---------- Data excerpt

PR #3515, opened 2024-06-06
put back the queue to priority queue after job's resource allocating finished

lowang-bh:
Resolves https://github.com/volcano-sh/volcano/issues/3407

--------------------

> **What you need to do**: Give back exactly the lines starting at the one with "put back the" and running to the end of the listing. Include both ends.

> **Solved exercise**:
put back the queue to priority queue after job's resource allocating finished

lowang-bh:
Resolves https://github.com/volcano-sh/volcano/issues/3407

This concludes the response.